Vajrayana Buddhism, which originated in Tibet, is the state religion of Bhutan and it is incredibly complex. However, in this initimate setting, I felt very comfortable asking the many questions I had from which books to read on Buddhism, the Law of Karma, and how reincarnation works, to name but a few, and he was gracious with his responses.
I found it inspirational to learn about the philosophies at the heart of Buddhism from such a holy man, even simple beliefs such as that our actions in the present, both good and bad, affect the situations and experiences of our future lives.
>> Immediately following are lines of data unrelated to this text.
PR #2035, opened 2024-07-29
Menu changes/additions

droc12345:
This draft contains 4 commits, ETA - 6 commits
1. #1976 draft by johanmalm (only here so that the latter changes can be looked at)
2. Pipemenu - make non-parent work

As Padma Sambhava, an Indian teacher who brought Buddhism to Tibet in the eighth century, wrote, “If you want to know your past life, look into your present condition; If you want to know your future life, look at your present actions.”
I wish I could have talked with the Lama for many more hours, but he had another meeting that day with an important guest from Sweden… We exchanged gifts and said our goodbyes. I was delighted to have the opportunity to have this inspirational experience and look forward to organising this for many more of our clients on their adventures in Bhutan.